Extract PDF Attachments using PDF.co and Node.js

A PDF can have other files attached to it. This might not be apparent when we’re viewing PDF files in the browser, however many PDF viewers have this feature to extract and display PDF attachment files.

Sample File

For example, let’s consider this sample PDF. When this PDF is opened in the browser, we’re only able to view PDF contents like below.

Sample PDF in Browser
Sample PDF in Browser

However, when the same file is opened in PDF Reader software attachments are visible.

Sample PDF in Application
Sample PDF in Application

Source Code

The main goal of this tutorial is to demonstrate how to extract PDF attachments programmatically. PDF.co API Endpoint v1/pdf/attachments/extract just do this job. Also, we’ll be using NodeJs to demonstrate source code.

Let’s dive into the source code first, then we’ll analyze it!
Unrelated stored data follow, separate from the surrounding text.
PR #20, opened 2020-05-05
London worker classification

fredshone:
# Notebook

Adds a prelim [notebook](https://github.com/arup-group/pam/blob/london-worker-classification/notebooks/london-workers-classification.ipynb) for person classification as 'able to wfh' and 'key worker' - based on NOMIS employment stats for London. The methodology is pretty janky:

1. using SOC2010 level 2 employment categories (this is currently a big dictionary in the notebook):
1.1 manually map to lopops occupation categories
1.2 manually classify as  'able to wfh' and 'key worker'
2. based on london population for each category (gender, occ and work status (ft/pt):
2.1 wrangle tables so that frequencies are exposed for  'able to wfh' and 'key worker'
2.2 convert to probability based on frequency
2.3 build distribution dicts

eg:
`{'occ1': {'ft': {'male': 0.5, 'female': 0.4}...`

Note that the distribution for each point is binary, ie probability of being key worker.

I am very happy to take feedback on the mappings or the methodology - feels wrong at the moment.

# Code

Also made some small changes to the attribute sampler so that if it fails to find a key it returns False. This behaviour is controlled by the value `careful` and set as default to not be careful, ie to return False. I like this behaviour because then the input distribution dictionaries do not need to be exhaustive.

For example in the case of work from home, a person with work status `in education` would be missing from the distribution dictionary, rather than failing it is useful to return False.

However, this does facilitate silent fails if a distribution dict is miss specified.

### DIFF
--- a/notebooks/london-workers-classification.ipynb
+++ b/notebooks/london-workers-classification.ipynb
@@ -1,0 +1,489 @@
+{
+ "cells": [
+  {
+   "cell_type": "code",
+   "execution_count": 1,
+   "metadata": {
+    "ExecuteTime": {
+     "end_time": "2020-05-05T12:46:55.725347Z",
+     "start_time": "2020-05-05T12:46:55.482694Z"
+    }
+   },
+   "outputs": [],
+   "source": [
+    "import pandas as pd\n",
+    "import os\n",
+    "from collections import defaultdict"
+   ]
+  },
+  {
+   "cell_type": "markdown",
+   "metadata": {},
+   "source": [
+    "# Intro\n",
+    "\n",
+    "This notebook shows the methodology for building a 'work from home' and a 'key worker' sampler for the population of London. The sampler uses a distribution based on person occupation, gender and work status (full-time or part-time). \n",
+    "\n",
+    "## Methodology\n",
+    "\n",
+    "Firstly we manually define three mappings based on SOC2010 occupation categories (level 2):\n",
+    "\n",
+    "- occ_mapping: mapping from SOC2010 cats to the lopops occupation cats\n",
+    "- key_worker_mapping: mapping from SOC2010 cats to key worker cat {0: not key worker, 1: key worker}\n",
+    "- home_worker_mapping: mapping from SOC2010 cats to home worker cat {0: not able to WFH, 1: able to WFH}\n",
+    "\n",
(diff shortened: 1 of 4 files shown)


Theodore-Chatziioannou:
If I read this correctly (and I may be wrong), I think you need to apply either step 1 or 2 - but not both. 
Given occupation, the probability of being a key worker is the same regardless of gender: P(key_worker|occ)=P(key_worker|occ,male)=P(key_worker|occ,female). 
The different demographic composition of each occupation category is already represented in the demand matrix, so even if the same probabilities are applied by gender/ employment status, the resulting matrix will still capture the distribution which (I think) you are aiming for with step 2. 

You can also do the reverse (with step 2): find the demographic characteristics of key workers and calculate probabilities to apply (based on gender/employment status), but leaving occupation field outside the distribution dictionaries, as it would have already been embedded in the results.

Let me know of any thoughts.

fredshone:
@Theodore-Chatziioannou 

So my defence is that i am using the additional SOC2010 distribution data for gender and work-status to better assign the probability of being a key-worker (for example) within an occupation group.

So i guess i disagree that: P(key_worker|occ)=P(key_worker|occ,male)=P(key_worker|occ,female)
becasue within each occupation group (from lopops) there are multiple soc2010 codes which have a distribution of key/not key across gender for example.

Non mathematically: given person A who has `occ1` i see that they are one of N possible SOC2010 codes, some of which are labelled `key`, some not. I then sample based on gender and employment status to more sensibly assign `key` from within this group of SOC2010 codes.

A concern is that the distribution of gender and employment status across the `occ` categories will (probably) be different from teh lopops and SOC2010 data.

ie; P_lopos(male|occ) != P_soc2010(male|occ)

Which i think is agreeing with your point that "The different demographic composition of each occupation category is already represented in the demand matrix," - but I am using my mapping to soc2010 codes to deterministically sample from that distribution.

Does that make sense?

Theodore-Chatziioannou:
@fredshone 
Thanks Fred, I see what you mean now and makes sense to me. The grouping in the build_dist() function is not making the key worker designation dependent on demographics, but rather their occupation within an occupation group. Which is better to what I had in mind, so I 'm happy with the approach :) .

PR #22, opened 2020-05-06
Add more unit tests

mfitz:
- Added some tests around @elladahan's code to export a population to CSV files
- Moved the OD matrix stuff that @IseulSong committed; didn't realise until now that there was a placeholder for that in the `write` module
- Unfortunate amount of formatting change where PyCharm replaced tabs - sorry about that
- Found some tests for the `write` module that weren't actually asserting anything; added minimal assertions that the files they expect to see are created, and TODOs for adding assertions about the expected contents of those files.
- Couple of minor changes (fixes) to code under test in order to make the tests work


pam/write.py
```diff
@@ -235,14 +234,11 @@ def create_population_export(list_of_populations, export_path):
...
                     'Location': activity.location.area,
-                    'Purpose': activity.act,  
+                    'Purpose': activity.act,
                     'Sequence': activity.seq,
-                    'Start time': activity.start_time,  
-                    'End time': activity.end_time,  
-                    'Duration': activity.duration
-            })
-
-        pathfilename = os.path.join(export_path, 'activities.csv')
```
elladahan, line 245: Just a small question, what was wrong with the naming 'pathfilename'?

tests/test_8_write.py
```diff
@@ -1,78 +1,253 @@
...
+
+
+def test_writes_households_csv_file_to_expected_location(population_heh, tmpdir):
+    write_population_csv([population_heh], tmpdir)
+
+    households_file = "{}/households.csv".format(tmpdir)
+    assert os.path.exists(households_file)
+    with open(households_file) as file:
+        households_file_lines = file.readlines()
+        assert len(households_file_lines) == population_heh.count(households=True) + 1
```
elladahan, line 139: Is the +1 for the header row?

tests/test_8_write.py
```diff
@@ -1,78 +1,253 @@
...
+
+    people_file = "{}/people.csv".format(tmpdir)
+    assert os.path.exists(people_file)
+    index = 0
+    people_in_pop = list(population_heh.people())
+    with open(people_file) as csv_file:
+        reader = csv.DictReader(csv_file)
+        for row in reader:
+            expected_hid, expected_pid, expected_person = people_in_pop[index]
+            assert row['Scenario ID'] == '{}'.format(index)
```
elladahan, line 159: Don't understand what this is checking...

pam/write.py
mfitz: > Just a small question, what was wrong with the naming 'pathfilename'?

I wouldn't say "wrong", but PyCharm's linting highlighted it as a bad name; the more pythonic version would separate words with underscores.

tests/test_8_write.py
mfitz: > Is the +1 for the header row?

Exactly :-)

tests/test_8_write.py
mfitz: There is actually an error here, and this only works because there is only one population. Rather than using `index`, it should just be using the fixed value `0`. It's checking that the `Scenario ID` is a string representation of what is, essentially, the population index.

mfitz: I pushed a commit to fix the population ID at 0 (because we know we're only exporting a single population) @elladahan

elladahan: Just to check.... this test only exports one population, but actually the script allows you to pass in multiple populations and create csvs for all of the populations you pass it. Shouldn't the test check that instead of only one population?

mfitz: Yes, it would be good to test that too (in a separate test(s), I think). Will add that after merging this one though, if that's okay with you?

elladahan: Cool!

PR #8, opened 2023-05-17
Add a watch helper

pyrech:
Based on #7

PR #17, opened 2023-05-19
Watch alternate

joelwurtz:
Replace #8


src/functions.php
```diff
@@ -108,3 +115,51 @@ function cd(string $path): void
...
+/** @param (callable(string, string) : (false|null)) $function */
+function watch(string $path, callable $function): void
+{
+    $binary = 'watcher';
+
+    if ('\\' === \DIRECTORY_SEPARATOR) {
+        $binary = 'watcher.exe';
+    }
+
+    $command = [__DIR__ . \DIRECTORY_SEPARATOR . '..' . \DIRECTORY_SEPARATOR . 'watcher' . \DIRECTORY_SEPARATOR . 'bin' . \DIRECTORY_SEPARATOR . $binary, $path];
```
pyrech, line 128: Doesn't unix path with `\` works on windows ?

lyrixx: Let's use / imho. It's simpler

src/functions.php
```diff
@@ -42,14 +42,17 @@ function parallel(callable ...$callbacks): array
...
  * @param string|array<string>  $command
  * @param array<string, string> $environment
+ * @param (callable(string, string, Process) :void)|null $callback
  */
 function exec(
     string|array $command,
     ?string $workingDirectory = null,
     array $environment = [],
     bool $tty = false,
+    bool $pty = true,
```
lyrixx, line 52: At some point, we'll need to document theses variables, because it'n not so obvious

lyrixx (approved):

PR #25, opened 2023-05-19
feat(context): set a default context if none available

joelwurtz:


pyrech (approved):

src/ContextRegistry.php
```diff
@@ -26,4 +26,16 @@ public function getContextNames(): array
...
+    public static function setCurrentContext(Context $context): void
+    {
+        self::$currentContext = $context;
+    }
+
+    public static function getCurrentContext(): Context
+    {
+        self::$currentContext ??= new Context();
+
+        return self::$currentContext;
```
lyrixx, line 39: Let's inline this line with the previous?

joelwurtz:
Fixed by #26

PR #26, opened 2023-05-22
Make global context internal, context is now immutable

joelwurtz:
Since we already have a way to pass the context to the function without having to call the registry, i think it may be better to put more options / features in the context and remove the static context instance from the registry.

This avoid a lot of potential problems (when one would change directory in one function, then call another function that will not work since it's not the good directory)

Also add method to change context and clone him in the same time 

EDIT : 

Context is now immutable
Context is back again "global" but only for internal use (to avoid a lot of code repetition in usage)

### DIFF
--- a/.castor/context.php
+++ b/.castor/context.php
@@ -6,6 +6,8 @@ use Castor\Attribute\AsContext;
 use Castor\Attribute\Task;
 use Castor\Context;
 
+use function Castor\exec;
+
 #[AsContext(name: 'production')]
 function productionContext(): Context
 {
@@ -16,6 +18,14 @@ function productionContext(): Context
 function defaultContext(): Context
 {
     return new Context(['production' => false]);
+}
+
+#[AsContext(name: 'exec')]
+function execContext(): Context
+{
+    $production = trim(exec('echo $PRODUCTION')->getOutput());
+
+    return new Context(['production' => (bool) $production]);
 }
 
 #[Task(description: 'A simple task that uses context')]
--- a/.castor/context.php
+++ b/.castor/context.php
@@ -11,13 +11,13 @@ use function Castor\exec;
 #[AsContext(name: 'production')]
 function productionContext(): Context
 {
-    return new Context(['production' => true]);
+    return defaultContext()->withData(['production' => true]);
 }
 
 #[AsContext(default: true)]
 function defaultContext(): Context
 {
-    return new Context(['production' => false]);
+    return new Context(['production' => false, 'foo' => 'bar']);
 }
 
 #[AsContext(name: 'exec')]
@@ -36,4 +36,6 @@ function context(Context $context)
     } else {
         echo "development\n";
     }
+
+    echo "foo: {$context['foo']}\n";
 }
--- a/.castor/context.php
+++ b/.castor/context.php
@@ -23,7 +23,7 @@ function defaultContext(): Context
 #[AsContext(name: 'exec')]
 function execContext(): Context
 {
-    $production = trim(exec('echo $PRODUCTION')->getOutput());
+    $production = trim(exec('echo $PRODUCTION', quiet: true)->getOutput());
 
     return new Context(['production' => (bool) $production]);
 }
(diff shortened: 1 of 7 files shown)


lyrixx (commented):
Nice

src/Context.php
```diff
@@ -14,15 +14,111 @@ class Context extends \ArrayObject
     public string $currentDirectory;
 
     /**
-     * @param array<(int|string), TValue> $array The input parameter accepts an array or an Object
+     * @param array<(int|string), TValue> $data The input parameter accepts an array or an Object
      * @param array<string, string> $environment a list of environment variables to add to the command
      */
     public function __construct(
-        public array $array = [],
+        array $data = [],
```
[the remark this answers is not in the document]
joelwurtz: don't we want to work only with immutable state ? if yes then we could have everything in readonly (imo it's the best way for context to avoid understanding issue)

src/Context.php
```diff
@@ -2,27 +2,135 @@
...
-        public array $environment = [],
+        public readonly array $data = [],
+        public readonly array $environment = [],
+        string $currentDirectory = null,
+        public readonly bool $tty = false,
+        public readonly bool $pty = true,
+        public readonly float|null $timeout = 60,
     ) {
-        parent::__construct($array, \ArrayObject::ARRAY_AS_PROPS);
+        $this->currentDirectory = $currentDirectory ?? PathHelper::getRoot();
```
lyrixx, line 21: This can be moved to the constructor argument, isn't?

src/Context.php
```diff
@@ -2,27 +2,135 @@
...
+    }
+
+    public function offsetGet(mixed $offset): mixed
+    {
+        return $this->data[$offset];
+    }
+
+    public function offsetSet(mixed $offset, mixed $value): void
+    {
+        throw new \RuntimeException('Context is immutable');
```
lyrixx, line 129:
```suggestion
        throw new \LogicException('Context is immutable');
```

src/Context.php
```diff
@@ -2,27 +2,135 @@
...
+    }
 
-        $this->currentDirectory = PathHelper::getRoot();
+    public function offsetUnset(mixed $offset): void
+    {
+        throw new \RuntimeException('Context is immutable');
```
lyrixx, line 134:
```suggestion
        throw new \LogicException('Context is immutable');
```

src/Context.php
```diff
@@ -2,27 +2,135 @@
...
+    }
+
+    public function offsetExists(mixed $offset): bool
+    {
+        return isset($this->data[$offset]);
+    }
+
+    public function offsetGet(mixed $offset): mixed
+    {
+        return $this->data[$offset];
```
lyrixx, line 124:
```suggestion
        return $this->data[$offset] ?? throw new \RuntimeException(sprintf('The property "%s" does not exist in the current context.", $offset));
```

src/functions.php
```diff
@@ -145,8 +138,9 @@ function notify(string $message): void
 }
 
 /** @param (callable(string, string) : (false|null)) $function */
-function watch(string $path, callable $function): void
+function watch(string $path, callable $function, Context $context = null): void
 {
+    $context ??= new Context();
```
lyrixx, line 143: Why don't you get the current context here?

lyrixx (commented):
Much better 👍🏼

src/Context.php
joelwurtz: expression is not allowed as a default parameter value

.castor/context.php
```diff
@@ -26,4 +36,6 @@ function context(Context $context)
     } else {
         echo "development\n";
     }
+
+    echo "foo: {$context['foo']}\n";
```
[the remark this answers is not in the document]
joelwurtz: yes but intended

lyrixx (approved):

lyrixx (approved):

lyrixx:
This fix also https://github.com/jolicode/castor/pull/25, does't?

PR #30, opened 2023-05-22
chore(ci): create a phar for each push to master, add phar to each release

joelwurtz:


.github/workflows/release.yml
```diff
@@ -0,0 +1,52 @@
+name: Continuous Integration
```
lyrixx, line 1:
```suggestion
name: Attach phar to the release
```

.github/workflows/release.yml
```diff
@@ -0,0 +1,52 @@
...
+        working-directory: tools/phar
+
+      - name: Ensure PHAR is OK
+        run: build/castor.phar --version
+        working-directory: tools/phar
+
+      - name: Upload release binary
+        uses: actions/upload-release-asset@v1.0.2
+        env:
+          GITHUB_TOKEN: ${{ github.token }}
```
lyrixx, line 47: Can't we re-use the build from the other workflow?

If we can, can you share this piece of YAML with the other workflow?

https://speakerdeck.com/lyrixx/github-actions-automatisation-de-vos-workflows?slide=13

lyrixx:
I finished this PR in #31. Thanks for the initial work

var https = require("https");
var fs = require("fs");
var path = require("path");

// The authentication key (API Key).
// Get your own by registering at https://app.pdf.co
const API_KEY = "***********************************";


// Source PDF file
// You can also upload your own file into PDF.co and use it as url. Check "Upload File" samples for code snippets: https://github.com/bytescout/pdf-co-api-samples/tree/master/File%20Upload/    
const SourceFileUrl = "https://bytescout-com.s3.us-west-2.amazonaws.com/files/demo-files/cloud-api/pdf-attachments/attachments.pdf";


// Prepare request for API endpoint
var queryPath = `/v1/pdf/attachments/extract`;

// JSON payload for api request
var jsonPayload = JSON.stringify({
    url: SourceFileUrl
});

var reqOptions = {
    host: "api.pdf.co",
    method: "POST",
    path: queryPath,
    headers: {
        "x-api-key": API_KEY,
        "Content-Type": "application/json",
        "Content-Length": Buffer.byteLength(jsonPayload, 'utf8')
    }
};
// Send request
var postRequest = https.request(reqOptions, (response) => {
    response.on("data", (d) => {
        // Parse JSON response
        var data = JSON.parse(d);
        if (data.error == false) {
            // Download extracted files
            data.urls.forEach((url) => {
                var localFileName = path.basename(url);
                var file = fs.createWriteStream(localFileName);
                https.get(url, (response2) => {
                    response2.pipe(file)
                        .on("close", () => {
                            console.log(`Generated file saved as "${localFileName}" file.`);
                        });
                });
            }, this);
        }
        else {
            // Service reported error
            console.log(data.message);
        }
    });
}).on("error", (e) => {
    // Request error
    console.error(e);
});

// Write request data
postRequest.write(jsonPayload);
postRequest.end();

Code Analysis

Now that we’ve already viewed the source code let’s highlight the important code snippets.

As previously mentioned, PDF.co endpoint v1/pdf/attachments/extract is being used for PDF attachment extraction.

// Prepare request for API endpoint
var queryPath = `/v1/pdf/attachments/extract`;

Furthermore, PDF.co API Key is passed into the request header. This API key is required for request authentication.

var reqOptions = {
    host: "api.pdf.co",
    method: "POST",
    path: queryPath,
    headers: {
        "x-api-key": API_KEY,

We can obtain this API key by signing-up with PDF.co.

The rest of the code is simply invoking the PDF.co endpoint, obtaining the resulting JSON, downloading URLs, and saving them as separate files.